■ **TASK PROMPT**
Below are records; copy every line among them that contains the word "could".
··· RECORDS FOR THE TASK ···
PR #2135, opened 2023-07-19
fix: int overflow for 32 bit machines

rootulp:
Closes https://github.com/celestiaorg/celestia-app/issues/2129

https://github.com/celestiaorg/celestia-app/pull/2121 didn't actually fix the issue because the expression 

```go
NanosecondsPerYear = int64(NanosecondsPerSecond * SecondsPerYear)
```
was multiplying two `int`s together prior to the cast to `int64`. Since the product of those two `int`s overflows an `int32`, the value would overflow prior to the cast.

The fix proposed in this PR converts SecondsPerYear to an `int64`. Now the expression multiplies an `int` and `int64` so the product is an `int64` which won't overflow. 

## Testing

I added this to the Makefile

```go
## build-arm: Build the celestia-appd binary into the ./build directory. Target the linux OS and ARM (32-bit) architecture.
build-arm: mod
	@cd ./cmd/celestia-appd
	@mkdir -p build/
	@GOOS=linux GOARCH=arm go build $(BUILD_FLAGS) -o build/ ./cmd/celestia-appd
	@go mod tidy -compat=1.20
.PHONY: build-arm
```

Before

```shell
$ make build-arm
--> Updating go.mod
# github.com/celestiaorg/celestia-app/x/mint/types
x/mint/types/constants.go:15:29: NanosecondsPerSecond * SecondsPerYear (constant 31556952000000000 of type int) overflows int
make: *** [build-arm] Error 1
```

After

```shell
$ make build-arm
--> Updating go.mod
```

### DIFF
--- a/x/mint/types/constants.go
+++ b/x/mint/types/constants.go
@@ -11,8 +11,8 @@ const (
 	// value isn't 365 because 97 out of 400 years are leap years. See
 	// https://en.wikipedia.org/wiki/Year
 	DaysPerYear        = 365.2425
-	SecondsPerYear     = int(SecondsPerMinute * MinutesPerHour * HoursPerDay * DaysPerYear) // 31,556,952
-	NanosecondsPerYear = int64(NanosecondsPerSecond * SecondsPerYear)                       // 31,556,952,000,000,000
+	SecondsPerYear     = int64(SecondsPerMinute * MinutesPerHour * HoursPerDay * DaysPerYear) // 31,556,952
+	NanosecondsPerYear = int64(NanosecondsPerSecond * SecondsPerYear)                         // 31,556,952,000,000,000
 
 	InitialInflationRate = 0.08
 	DisinflationRate     = 0.1


cmwaters (approved):

evan-forbes (approved):

jcstein:
Nick is running into this error on an android, I'd imagine maybe the `make build-arm` isn't reflected in the makefile for node?

rootulp:
You're right the celestia-node [Makefile](https://github.com/celestiaorg/celestia-node/blob/main/Makefile) doesn't have a `make build-arm` command. Clarifying question: is Nick trying to run celestia-node or celestia-app on Android? 

If celestia-node, I think we should open an issue in celestia-node repo.
If celestia-app, I think we need a new issue in celestia-app and I can investigate

rootulp:
Circling back on this for visibility @jcstein:
- @nwhite1 was trying to run celestia-node on Android.
- The earliest celestia-app release with this fix was `v1.0.0-rc10` so releases >= `v1.0.0-rc10` shouldn't encounter this error. Releases < `v1.0.0-rc10` will encounter this error.
- I looked at a few releases of celestia-node to see what version of celestia-app they depend on. 
  - These celestia-node releases should not work: `v0.11.0-rc6`, `v0.11.0-rc7`, `v0.11.0-rc8`
  - These celestia-node releases should work: `v0.11.0-rc8-arabica-improvements`, `v0.11.0-rc9`

If ya'll still observe this error on celestia-node releases that should work, can you please open a new GH issue?

jcstein:
hey @rootulp thanks for following up here. i don’t think an issue is needed, and will see if one of the newer versions works!

jcstein:
assuming it doesn’t happen on a release where it is fixed

Issue #2143, opened 2023-07-21
ValidateBlobNamespace: cleaning up and future-proofing


ivan-gavran:
There seems to be some confusion about blob namespace validation:
- there are two functions called `ValidateBlobNamespace`: [one](https://github.com/celestiaorg/celestia-app/blob/341006e5a51e6646b2c1eeb91a3ec9781cb6adc7/pkg/namespace/namespace.go#L87-L87) (A) is a member function of the `Namespace` structure, and [the other](https://github.com/celestiaorg/celestia-app/blob/341006e5a51e6646b2c1eeb91a3ec9781cb6adc7/x/blob/types/payforblob.go#L135-L135) (B) takes `Namespace` as an argument. The two functions are almost identical, the only difference being that B checks if the namespace version is `NamespaceVersionZero`. 
- Interestingly, both functions are used in a similar context: A is called from within `ValidateBlobTx` (which is called both from `ProcessProposal` and `CheckTx`). B is called from within `ValidateBasic` of `MsgPayForBlobs`, which is also called from `ValidateBlobTx`.
- My guess is that calling both of these functions is unnecessary and that B should be the used one. 

Finally, a question of future-proving: would it make sense to replace the explicit check for version 0, 
```golang
if ns.Version != appns.NamespaceVersionZero {
		return ErrInvalidNamespaceVersion
	}
```
with a check for whether the `ns.Version` is among the supported user-namespace versions? (Along the lines of how it was done  for share versions, [here](https://github.com/celestiaorg/celestia-app/blob/341006e5a51e6646b2c1eeb91a3ec9781cb6adc7/x/blob/types/payforblob.go#L274-L276).)

There is another function which validates namespace versions, [ValidateVersion](https://github.com/celestiaorg/celestia-app/blob/341006e5a51e6646b2c1eeb91a3ec9781cb6adc7/pkg/namespace/namespace.go#L104-L104). In this validation, both zero-namespace and max-namespace are allowed (so, it is checking for any possible versions, and not just user-created blobs).  It would probably make sense to change the name of that function into something more concrete, e.g., `ValidateVersionSupported`.

relevant commit: [v1.0.0-rc6](https://github.com/celestiaorg/celestia-app/tree/v1.0.0-rc6)

PR #2145, opened 2023-07-21
refactor!: un-export `namespace.ValidateBlobNamespace`

rootulp:
Closes https://github.com/celestiaorg/celestia-app/issues/2143

De-duplicate `ValidateBlobNamespace` and export it from `x/blob/types` package. The namespace package needs to define its own `isBlobNamespace` because it can't import `ValidateBlobNamespace` from `x/blob/types` as that would introduce a circular dependency.


cmwaters (approved):

x/blob/types/payforblob_test.go
```diff
@@ -174,29 +174,29 @@ func TestValidateBasic(t *testing.T) {
...
 			msg:     tailPaddingMsg,
-			wantErr: ErrTailPaddingNamespace,
+			wantErr: ErrInvalidBlobNamespace,
 		},
 		{
-			name:    "transaction namspace namespace id",
+			name:    "tx namespace",
 			msg:     txNamespaceMsg,
-			wantErr: ErrReservedNamespace,
+			wantErr: ErrInvalidBlobNamespace,
```
evan-forbes, line 189: I could be wrong, but I think switching all of these to the same value result in users seeing a single error code for many different errors. That's ok, but what do we gain for wrapping each of these? Just that we see their path faster?

admittedly, I've just added errors to our giant list of official errors in the past, but perhaps we're at the point where documenting all of these is needed. For example, what is the difference between `ErrInvalidBlobNamespace`, `ErrInvalidNamespace`, `ErrTxNamespace`. I basically have to look at the code each time.

rootulp: You're right, after this PR user's will see a single error code: `11138` for every case with `ErrInvalidBlobNamespace`.

> what do we gain for wrapping each of these? Just that we see their path faster?

Hmm not sure what you mean by path. I could see an argument for preserving the old error codes and maintaining some level of duplication of `ValidateBlobNamespace()`.

I think the pain point here is that ideally we have functions exposed by the `namespace` package that return error strings and not Cosmos SDK errors (because the namespace package should remain sufficiently general). On the other hand, x/blob/types/payforblob.go should use custom defined Cosmos SDK errors so that the error codes and strings are unique and informative instead of the more general "invalid blob namespace". 

I'll take another stab at this.

Wondertan:
@rootulp, could you open similar PR to celeria-node? I think we may have similar issue, as our code is mostly a port.

pkg/namespace/namespace.go
```diff
@@ -83,25 +83,8 @@ func (n Namespace) Bytes() []byte {
...
-		return fmt.Errorf("invalid blob namespace: %v cannot use tail padding namespace ID", n.Bytes())
-	}
-
-	return nil
-}
-
-// validateVersion returns an error if the version is not supported.
-func validateVersion(version uint8) error {
+// validateVersionSupported returns an error if the version is not supported.
+func validateVersionSupported(version uint8) error {
```
rootulp, line 87: [note to reviewers] this function was renamed per the comment in https://github.com/celestiaorg/celestia-app/issues/2143

I thought the original name was clear but I'm open to alternative naming suggestions.

rootulp:
> @rootulp, could you open similar PR to celeria-node? I think we may have similar issue, as our code is mostly a port.

As far as I can see, celestia-node only has one reference to `ValidateBlobNamespace` [here](https://github.com/celestiaorg/celestia-node/blob/6a6c68c42ff940467476c0a6876e7d986b0e84aa/blob/blob_test.go#L48) which is the `ValidateBlobNamespace` that remains exported in this PR.

Wondertan:
@rootulp, I mean the slice.Contains if should also be added to our validate function

x/blob/types/payforblob_test.go
```diff
@@ -244,6 +245,7 @@ func TestValidateBasic(t *testing.T) {
 				space, code, log := sdkerrors.ABCIInfo(err, false)
 				assert.Equal(t, tt.wantErr.Codespace(), space)
 				assert.Equal(t, tt.wantErr.ABCICode(), code)
+				fmt.Printf("code %v", code)
```
evan-forbes, line 248: I'm also fine with merging this PR and iterating if we have issues open, and this line ofc :smile:

x/blob/types/payforblob_test.go
rootulp: Took a different approach in https://github.com/celestiaorg/celestia-app/pull/2145/commits/14332d221fb0aed6f57ca08537d6395fc79cf521

x/blob/types/payforblob_test.go
rootulp: Resolved via https://github.com/celestiaorg/celestia-app/pull/2145/commits/6e4c660974f2933c7a8e2923638dfa1d71a862a4

evan-forbes (approved):

pkg/namespace/random_blob.go
```diff
@@ -36,3 +35,25 @@ func RandomBlobNamespaces(rand *tmrand.Rand, count int) (namespaces []Namespace)
 	}
 	return namespaces
 }
+
+// isBlobNamespace returns an true if this namespace is a valid user-specifiable
```
cmwaters, line 39:
```suggestion
// isBlobNamespace returns true if this namespace is a valid user-specifiable
```

cmwaters (approved):

Issue #2108, opened 2023-07-14
Export function to determine max blob bytes in a block


rootulp:
## Context

celestia-node would like to add a validation step on blobs that checks that the blob size does not exceed the maximum possible bytes that a single blob can occupy in a block.

## Proposal

Export a function from celestia-app that informs celestia-node what is the maximum possible bytes in a block. The amount of data in a block is constrained by two parameters (see [ADR-021](https://github.com/celestiaorg/celestia-app/blob/e06116cb4cd2b3d535fc5de0df9e192bb6902692/docs/architecture/adr-021-restricted-block-size.md#decision)): `MaxBytes` and `GovMaxSquareSize`.

Rough steps:
1. Learn the current value for the params `GovMaxSquareSize` and `MaxBytes`. Note celestia-node has access to the celestia-app version but both these params are governance modifiable so they require a state access
2. Compute the max blob size that can fit into `GovMaxSquareSize` 
3. Compute the max blob size that can fit into `MaxBytes`
4. Take the minimum of steps 2 and 3

cc: @Wondertan @renaynay @musalbas

rootulp:
I think the proposed function will return an upper bound for blob size but it won't be an exact maximum size due to the number of bytes occupied by the PFB tx. In other words, smaller blobs than this upper bound may also be invalid. 

We should consider fuzz testing by attempting to submit blobs of various sizes and confirming that blob sizes > the returned value from the proposed function(s) are never included in a block.

Wondertan:
@rootulp, I am fine with such solution initially. Still, would be nice to think of the long term approach and if not complicated to aim to implement it first.

The stateful approach is annoying, but we can keep it inside stateful blob.Service. It already imports chain state methods and can query any param on start and reuse it throughout its lifespan.

rootulp:
> we can keep it inside stateful blob.Service

Specifically https://github.com/celestiaorg/celestia-node/blob/main/blob/service.go ? 

> can query any param on start

Does it already do this? Can you please link to an example? I'm not sure how celestia-node knows which major version of celestia-app it is connected to?

Wondertan:
My bad, I mean technically/in-theory can. It does not do this right now. The BlobSubmitter api can be extended with MaxBlobSize or something method that it could use.

evan-forbes:
[...]

PR #2152, opened 2023-07-22
feat: blob size upper bound

rootulp:
v0 implementation of https://github.com/celestiaorg/celestia-app/issues/2108
In order to resolve the TODOs, we need to make celestia-node aware of the governance params.

cc: @vgonkivs


rootulp:
I had a synchronous call w/ @evan-forbes and this PR may be obsolete if we had stateless validation to PFB transactions.

Issue #2157, opened 2023-07-24
review: Builder Init - consider not returning builder


tuxcanfly:
> Why are we returning the `Builder`? It isn't a new builder and the methods are just modifying the original?
> 
> Can't we just do this?

```suggestion
func (b *Builder) Init() (error) {
	if b.isCompactShare {
		return b.prepareCompactShare()
	} 
	return b.prepareSparseShare()
}
```

_Originally posted by @MSevey in https://github.com/rollkit/celestia-openrpc/pull/32#discussion_r1269600244_

PR #2165, opened 2023-07-25
refactor!: remove builder return param from init

rootulp:
Closes https://github.com/celestiaorg/celestia-app/issues/2157

A separate `Init()` function seems kinda like an anti pattern. If it must always be called after `NewBuilder`, why doesn't `NewBuilder` call it? @mojtaba-esk

### DIFF
--- a/pkg/shares/share_builder.go
+++ b/pkg/shares/share_builder.go
@@ -22,19 +22,23 @@ func NewEmptyBuilder() *Builder {
 	}
 }
 
-// NewBuilder returns a new share builder. Init() needs to be called right after
-// this method.
-func NewBuilder(ns appns.Namespace, shareVersion uint8, isFirstShare bool) *Builder {
-	return &Builder{
+// NewBuilder returns a new share builder.
+func NewBuilder(ns appns.Namespace, shareVersion uint8, isFirstShare bool) (*Builder, error) {
+	b := Builder{
 		namespace:      ns,
 		shareVersion:   shareVersion,
 		isFirstShare:   isFirstShare,
 		isCompactShare: isCompactShare(ns),
 	}
+	err := b.init()
+	if err != nil {
+		return nil, err
+	}
+	return &b, nil
 }
 
-// Init initializes the share builder. It should be called right after NewBuilder.
-func (b *Builder) Init() error {
+// init initializes the share builder by populating rawShareData.
+func (b *Builder) init() error {
 	if b.isCompactShare {
 		return b.prepareCompactShare()
 	}
--- a/pkg/shares/share_builder.go
+++ b/pkg/shares/share_builder.go
@@ -22,7 +22,8 @@ func NewEmptyBuilder() *Builder {
 	}
 }
 
-// Init() needs to be called right after this method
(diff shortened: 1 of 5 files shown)


pkg/shares/share_builder.go
```diff
@@ -32,18 +33,12 @@ func NewBuilder(ns appns.Namespace, shareVersion uint8, isFirstShare bool) *Buil
 	}
 }
 
-func (b *Builder) Init() (*Builder, error) {
+// Init initializes the share builder. It should be called right after NewBuilder.
+func (b *Builder) Init() error {
```
evan-forbes, line 37: apologies if I just forgot, but if this function should be called right after `NewBuilder` then why don't we just call it there?

evan-forbes (approved):

mojtaba-esk:
> A separate `Init()` function seems kinda like an anti pattern. If it must always be called after `NewBuilder`, why doesn't `NewBuilder` call it? @mojtaba-esk

Don't remember the rational behind it, I checked the code and probably the reason does not exist any more. So we can merge the two functions.

@evan-forbes ^

mojtaba-esk (changes requested):
LGTM, please go on with the proposal to merge the Init into the NewBuilder

pkg/shares/share_builder.go
rootulp: Resolved via https://github.com/celestiaorg/celestia-app/pull/2165/commits/cb86e485f193c363038fc598ded216c0f1863350

pkg/shares/share_builder.go
```diff
@@ -22,28 +22,27 @@ func NewEmptyBuilder() *Builder {
...
-	return &Builder{
+// NewBuilder returns a new share builder.
+func NewBuilder(ns appns.Namespace, shareVersion uint8, isFirstShare bool) (*Builder, error) {
+	b := Builder{
 		namespace:      ns,
 		shareVersion:   shareVersion,
 		isFirstShare:   isFirstShare,
 		isCompactShare: isCompactShare(ns),
 	}
+	err := b.init()
```
mojtaba-esk, line 33: looks good, could even be more concise by having the init in the if phrase like this:

```
if err := b.init(); err != nil {
    return nil, err
}
```

pkg/shares/share_builder_test.go
```diff
@@ -318,3 +311,10 @@ func TestShareBuilderImportRawData(t *testing.T) {
 		})
 	}
 }
+
+// mustNewBuilder returns a new builder with the given parameters. It fails the test if an error is encountered.
+func mustNewBuilder(t *testing.T, ns appns.Namespace, shareVersion uint8, isFirstShare bool) *Builder {
```
mojtaba-esk, line 316: smart idea

mojtaba-esk (dismissed):

pkg/shares/share_builder.go
rootulp: 109bff6aeee94f5a7bf7ab1b120343ea370ae945

mojtaba-esk (approved):

cmwaters (approved):
Yeah this makes sense to me

PR #2168, opened 2023-07-26
feat: migrate MsgSubmitProposal validity check to app as a ante handler

cmwaters:
This takes the PR https://github.com/celestiaorg/cosmos-sdk/pull/315/files which targeted the SDK and migrates it across to `celestia-app`.  This brings us one step closer to unforking us from the SDK

The only foreseeable change from this migration is that if a user is to locally run `ValidateBasic` it might show as being valid even although it gets rejected in `CheckTx` or `DeliverTx`.


app/ante/gov.go
```diff
@@ -0,0 +1,27 @@
...
+	govv1 "github.com/cosmos/cosmos-sdk/x/gov/types/v1"
+)
+
+type GovProposalDecorator struct{}
+
+func NewGovProposalDecorator() GovProposalDecorator {
+	return GovProposalDecorator{}
+}
+
+// AnteHandle implements the AnteHandler interface. It ensures that MsgSubmitProposal
```
cmwaters, line 16:
```suggestion
// AnteHandle implements the AnteHandler interface. It ensures that MsgSubmitProposal has at least one message
```

evan-forbes (dismissed):

rootulp (dismissed):
[optional] would it be beneficial to port over a unit test that verifies:
1. a gov proposal with zero messages is invalid
2. a gov proposal with one message is valid

Ref: https://github.com/celestiaorg/cosmos-sdk/pull/315/files#diff-3d0ed5f02d7a5f2f3b4d7b3ab00c96748a4f862d7f70d9e9055572c415a70e2eR154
···
■ **ANSWER TO THE EXERCISE**
evan-forbes, line 189: I could be wrong, but I think switching all of these to the same value result in users seeing a single error code for many different errors. That's ok, but what do we gain for wrapping each of these? Just that we see their path faster?
Hmm not sure what you mean by path. I could see an argument for preserving the old error codes and maintaining some level of duplication of `ValidateBlobNamespace()`.
@rootulp, could you open similar PR to celeria-node? I think we may have similar issue, as our code is mostly a port.
> @rootulp, could you open similar PR to celeria-node? I think we may have similar issue, as our code is mostly a port.
My bad, I mean technically/in-theory can. It does not do this right now. The BlobSubmitter api can be extended with MaxBlobSize or something method that it could use.
mojtaba-esk, line 33: looks good, could even be more concise by having the init in the if phrase like this:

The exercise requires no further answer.